IMPORTANT: This release contains fixes for two bugs that may result in endless loops/denial of service when using word-wrap: break-word. If you are using this feature, please upgrade promptly.
#483 Fix for endless loop bug with word-wrap: break-word and soft hyphens. Thanks @rototor for PR, @syjer for analysis and @swarl for reporting.
#466 Fix for endless loop bug with word-wrap: break-word and zero width boxes. Thanks @syjer for analysis and @AlexisCothenet for reporting.
#486 SVG plugin can now provide a list of allowed protocols for external resources and any configured uri resolver/stream handlers will be used. Thanks @syjer for PR and @ieugen for reporting.
#480 Fix for link shapes being returned from custom object drawers. Thanks @rototor for PR and @hbergmey for reporting.
#485 Implement support for SVG data uris. Thanks @syjer for PR and @adrianrodfer for reporting.
#470 Allow mailto: links or any other valid link. Thanks @syjer for PR and @mndzielski for reporting.
#464 Honor the direction CSS property. Thanks @AnanasPizza for reporting.
#460 Change thrown exception class to more specific IOException. Thanks for PR @leonorader.
#459 Implement the rem CSS unit. Thanks to @leonorader for reporting.
#211 Images can now be used in the CSS content property.
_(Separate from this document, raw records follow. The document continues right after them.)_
PR #450, opened 2026-05-13
fix: release kukeon-owned bind mounts before kuke uninstall rmdir

### LINKED ISSUE #434: cli: `kuke uninstall -y` fails on a healthy `make dev-init` host because `/run/kukeon/tty` bind mount blocks rmdir
## Context

`docs/cli-use-cases.md` § "Full per-host teardown" guarantees:

> With `-y`, exit code 0 on success. Side effect: every realm purged with `--cascade`; `/run/kukeon` and the configured run path (default `/opt/kukeon`) removed; the `kukeon` system user/group removed if present.

Observed on a `make dev-init` host (which includes a `kuke attach` smoke step that leaves a bind mount on `/run/kukeon/tty`): `kuke uninstall -y` exits **non-zero** because `unlinkat /run/kukeon/tty: device or resource busy`. Most side effects do happen, but `/run/kukeon` removal fails.

```
$ sudo ./kuke uninstall -y
kuke uninstall:
  - kukeond: stopped (pid 21909)
  - /run/kukeon: remove failed
  - /opt/kukeon: removed
  - user "kukeon": removed
  - group "kukeon": absent
Error: remove socket dir "/run/kukeon": unlinkat /run/kukeon/tty: device or resource busy
$ echo "exit=$?"
exit=1
```

`/proc/mounts` confirms a live bind mount kukeon itself created during the smoke:

```
$ mount | grep kukeon
/dev/sda1 on /.kukeon/bin/sbsh type ext4 (ro,relatime,errors=remount-ro)
/dev/sda1 on /run/kukeon/tty type ext4 (rw,relatime,errors=remount-ro)
```

The bind mount survives `kuke purge realm default --cascade`, so even though every realm reports purged, `/run/kukeon/tty` is still a live mountpoint when uninstall tries to `rmdir` `/run/kukeon`. The invariant is unconditional ("exit code 0 on success"); the doc does not carve out an "active kuketty mount" exception.

## Proposal

`kuke uninstall -y` should be responsible for unmounting kukeon-owned bind mounts before removing the run-path directories. Concretely:

1. Before tearing down realms, enumerate live bind mounts under `/run/kukeon` and `/opt/kukeon` (and the kuketty `/.kukeon/...` paths it owns) via `/proc/mounts`.
2. `unmount` each (lazy unmount as a fallback) so the subsequent `rmdir` succeeds.
3. If a mount cannot be released (still busy after lazy unmount), keep the current non-zero exit but make the report row name the surviving mountpoint and the suggested manual recovery, rather than only "remove failed".

## Acceptance criteria

- [ ] On a `make dev-init` host (which leaves `/run/kukeon/tty` bind-mounted from the attach smoke), `sudo kuke uninstall -y` exits 0.
- [ ] `/run/kukeon` is absent after success, including any kukeon-owned bind mounts under it.
- [ ] If a kukeon-owned mount truly cannot be released, the report row names the mountpoint explicitly and exit is non-zero.
- [ ] The matching invariant in `docs/cli-use-cases.md` § "Full per-host teardown" passes when exercised by `/test-cli "Bootstrap & teardown"`.

## Out of scope

- Non-kukeon mounts that happen to live under `/run/kukeon` or `/opt/kukeon` (not created by kukeon — left to the operator).
- Changes to the confirmation-prompt path (separate issue).
- Changes to `/usr/local/bin/kuke` / `kukeond` symlink handling (invariant-correct; out of scope).

## References

- `docs/cli-use-cases.md` § Bootstrap & teardown → "Full per-host teardown" invariants bullet 2 ("With `-y`, exit code 0 on success. Side effect: ... `/run/kukeon` and the configured run path (default `/opt/kukeon`) removed; ...").
- `scripts/dev-init.sh` (the kuke-attach smoke step that creates the surviving bind mount).
- Surfaced by `/test-cli "Bootstrap & teardown"` on `eminwux/kukeon` @ `main` (commit 7a1d5a7).

eminwux:
## Summary

- `kuke uninstall -y` on a post-attach host (`make dev-init`'s attach smoke step leaves `/run/kukeon/tty` bind-mounted) was exiting non-zero with `unlinkat /run/kukeon/tty: device or resource busy`. The unmount step that lets the subsequent rmdir of `/run/kukeon` succeed never existed, so a kukeon-owned bind mount pinned its own parent.
- Controller now enumerates kukeon-owned mountpoints under SocketDir and RunPath via `/proc/self/mounts`, releases each with `syscall.Unmount` (plain first, lazy MNT_DETACH fallback), and threads the per-mount outcomes into the report. The CLI renderer prints one `mount <path>: unmounted` row per successful release and one `mount <path>: still busy: <err>` row per residual mount so the operator does not have to grep `/proc/mounts` to find what blocked teardown.
- Residual mounts (kernel refuses both plain and lazy unmount) keep the historical non-zero exit and now name the surviving target verbatim in the wrapped error, matching the issue's AC.

## Implementation notes

- The MountReleaser is injected via `UninstallOptions` (same pattern as `DaemonStopper`) so unit tests can exercise the release step without provisioning real bind mounts. Production callers leave it nil.
- The /proc/self/mounts parser is split into a `parseMountsUnder(io.Reader, root)` helper to keep the file-format logic unit-testable; the procfs octal escape decoding (`\\040` → space, etc.) is covered alongside the substring-vs-prefix guard (`/run/kukeon2/...` must not match `/run/kukeon`).
- The enumerator refuses bare-root inputs (`""`, `"/"`, `"//"`) so a misconfigured caller cannot weaponize uninstall into a host-wide unmount sweep.
- This PR keeps the AC's scope: only mounts under SocketDir and RunPath are released. The `/.kukeon/bin/sbsh` mount that also appears in `mount | grep kukeon` survives — it is not under either teardown root and does not block the rmdir, so it is out of scope for #434.

## Test plan
- [x] `make test` — all unit tests pass, including the new `TestParseMountsUnder_*`, `TestUninstall_ReleasesBindMountsBeforeRmdir`, `TestUninstall_ResidualMountSurfacesInReportAndError`, and CLI renderer test `TestUninstall_RendersReleasedAndResidualMountRows`.
- [x] `make dev-init` — daemon-parity check matches the CLAUDE.md regression-guard output; the attach smoke leaves `/run/kukeon/tty` bind-mounted as in the issue repro.
- [x] `sudo ./kuke uninstall -y` on the post-`make dev-init` host — exits 0; output names the `mount /run/kukeon/tty: unmounted` row; `/run/kukeon` and `/opt/kukeon` removed.
- [x] Re-run `sudo ./kuke uninstall -y` on the now-clean host — exits 0, idempotent (`/run/kukeon: absent`, `/opt/kukeon: absent`).

Closes #434

### DIFF
--- a/cmd/kuke/uninstall/uninstall.go
+++ b/cmd/kuke/uninstall/uninstall.go
@@ -198,10 +198,30 @@ func printReport(cmd *cobra.Command, report controller.UninstallReport) {
 		fmt.Fprintln(out, "  filesystem + user/group cleanup skipped: residual containerd namespace prevented teardown")
 		return
 	}
+	renderMountReleases(out, report.SocketDirMounts)
 	fmt.Fprintf(out, "  - %s: %s\n", report.SocketDir, dirOutcome(report.SocketDirExists, report.SocketDirRemove))
+	renderMountReleases(out, report.RunPathMounts)
 	fmt.Fprintf(out, "  - %s: %s\n", report.RunPath, dirOutcome(report.RunPathExists, report.RunPathRemove))
 	fmt.Fprintf(out, "  - user %q: %s\n", report.UserName, accountOutcome(report.UserExisted, report.UserRemoved))
 	fmt.Fprintf(out, "  - group %q: %s\n", report.GroupName, accountOutcome(report.GroupExisted, report.GroupRemoved))
+}
+
+// renderMountReleases prints one indented row per kukeon-owned bind mount
+// the controller tried to release before the rmdir step. Skipped when no
+// mounts were enumerated under the parent directory so the common case
+// (host with no live attach sessions) stays terse.
+func renderMountReleases(out io.Writer, attempts []controller.MountReleaseAttempt) {
+	for _, a := range attempts {
+		if a.Err != nil {
+			// Residual mount: the operator needs the path + the kernel's
+			// reason verbatim so manual recovery is obvious.
+			fmt.Fprintf(out, "  - mount %s: still busy: %v\n", a.Target, a.Err)
+			continue
+		}
+		if a.Released {
+			fmt.Fprintf(out, "  - mount %s: unmounted\n", a.Target)
+		}
+	}
 }
 
 // outcomeAbsent labels every "we didn't find the resource" branch in the
--- a/cmd/kuke/uninstall/uninstall_test.go
+++ b/cmd/kuke/uninstall/uninstall_test.go
@@ -383,5 +383,49 @@ func TestUninstall_CleanupSkippedRendersSkipMarker(t *testing.T) {
 	}
 }
 
+// TestUninstall_RendersReleasedAndResidualMountRows pins the #434 renderer
+// half: the printed report has to surface both the successful unmount rows
+// (so an operator can see kuke did the work) and any residual mount rows
+// (so manual recovery is obvious without having to grep /proc/mounts).
+func TestUninstall_RendersReleasedAndResidualMountRows(t *testing.T) {
+	t.Cleanup(viper.Reset)
+
+	stuckErr := errors.New("synthetic EBUSY")
+	stub := &stubController{
+		uninstallFn: func(opts controller.UninstallOptions) (controller.UninstallReport, error) {
+			return controller.UninstallReport{
+				SocketDir:       opts.SocketDir,
+				SocketDirExists: true,
+				SocketDirRemove: false,
+				SocketDirMounts: []controller.MountReleaseAttempt{
+					{Target: "/run/kukeon/tty", Err: stuckErr},
+				},
+				RunPath:       "/opt/kukeon",
+				RunPathExists: true,
+				RunPathRemove: true,
+				RunPathMounts: []controller.MountReleaseAttempt{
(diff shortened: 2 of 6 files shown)


eminwux:
**PR #450 Review — `fix: release kukeon-owned bind mounts before kuke uninstall rmdir`**

Targeted fix for #434 with the right shape: `MountReleaser` is injected via `UninstallOptions` so the new behavior is unit-testable, the procfs parser splits cleanly from the syscall layer, and the renderer surfaces both the success and the residual-mount rows so the operator does not have to grep `/proc/mounts`. The substring-vs-prefix guard, the bare-root refusal, and the octal-escape decoder all have tests. Commit is signed. Full test plan is checked, including `make dev-init` per CLAUDE.md.

A few non-blocking nits:

- **Style** `internal/controller/unmount.go:82-100`: `releaseMount` uses `if err == nil { return } else { ... }`; the conventional Go shape is to drop the `else` and let the success path return early, which un-nests the lazy-detach branch by one level.
- **Test helper** `internal/controller/uninstall_test.go:604`: `equalStringSlices` could be `reflect.DeepEqual(released, wantReleased)` — `reflect` is already imported in the sibling `unmount_test.go`, no new helper needed.

LGTM.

Thanks for requesting @Kuhlware.
#445 Fix for not picking up attribute values in Jsoup converted documents. Thanks for reporting @testinfected.
#450 Java2D output only: Ability to add fonts via code. Also environment fonts will no longer be used by default. To use environment fonts: builder.useEnvironmentFonts(true).

1.0.2 (2020-February-25)

SECURITY Removed Log4J 1.x adaptor as it had CVE-2019-17571 with no updated version available.
#448 Implement linear-gradient support for background-image property. By @danfickle. Requested by @rja907.
#429 Major overhaul of word-wrap: break-word. Now a word will not be broken unless it is too big for a line by itself. By @danfickle. Thanks for reporting and testing @mndzielski.
#433 Do not justify lines ending with <br/> tag. Thanks for reporting @fcorneli.
#440 Remove trailing white space for right aligned text to avoid jagged appearance. Thanks for reporting @AnanasPizza.
#446 Look for lang attribute on ancestor elements when using lang() selector. Thanks for reporting and tracking down the bug @fungc.
#430 Use relative path to license in source jars instead of absolute path. Thanks for reporting @gabro and fixing via PR @syjer.
#417 Keep aspect ratio of images with width/height properties as well as min/max width/height properties. Thanks for reporting and basis for fix @swarl.
#423 Allow multiple font sources to be specified with format tags. Only use format(truetype). Thanks for requesting @MichaelZaleskovsky and basis for implementation @syjer.
#415 Avoid class cast exception if user tries to float table cell. Thanks for reporting @dmartineau99 and PR @syjer.
#421 Avoid NPE when justified text is mixed with unjustifiable content. Thanks for reporting @Megingjard and PR @syjer.
Updated PDFBOX 2.0.17 to 2.0.19.

1.0.1 (2019-November-18)

#413 Handle form problems such as no name on input element without throwing a NPE. Thanks @syjer for PR and @mmatecki for reporting.
#412 Add HTML block level elements usch as section to default CSS. Thanks @syjer.
#339 Remove the JSoup to DOM converter module. Thanks @kewilson.
0cd098 Fix for letter-spacing support on last line of block with trailing space. Also performance improvements and refactoring. By @danfickle.
#410 Fix for wrong bold setting on list item counters. Thanks @syjer for PR fix (and test!) and @acieplinski for reporting.
Wiki Configurable text justification settings as part of a justification overhaul that also allows more space to be used inter-char when there are no spaces on the line. By @danfickle. Commits listed in #403.
#403 Soft hyphen support. Soft hyphens are now replaced with hard hyphens when used as line ending character. Thanks @sbrunecker.
#408 Fix for bookmarks not working with HTML5 parsers such as JSoup. Thanks @syjer for investigating and fixing and @Milchreis for reporting.
#404 Upgrade Batik to 1.12 and xmlgraphics-common to 2.4 (both used in SVG module) to avoid CVE in one or both. Thanks @avoiculet.
#396 Much faster rendering of boxes using border-radius properties. Thanks @mndzielski.
#400 Support for lang and title attrbiutes and abbr tag for accessible PDFs. Thanks @Ignaciort91.
#394, #395 Upgrade PDFBOX to 2.0.17 and pdfbox-graphics2d to 0.25. Thanks @cristan, @rototor.
#384 Allow user to provide PDFont supplier. Thanks @DSW-PS.
#373 Fix regression where both max-width and max-height are provided for images with certain aspect ratios. Thanks @rototor.
#380 Much better support for flowing columns including explicit column breaks, floating content, block level nested content. By @danfickle.

1.0.0 (2019-July-23)

#372 Much improved sizing support for img, svg and math elements.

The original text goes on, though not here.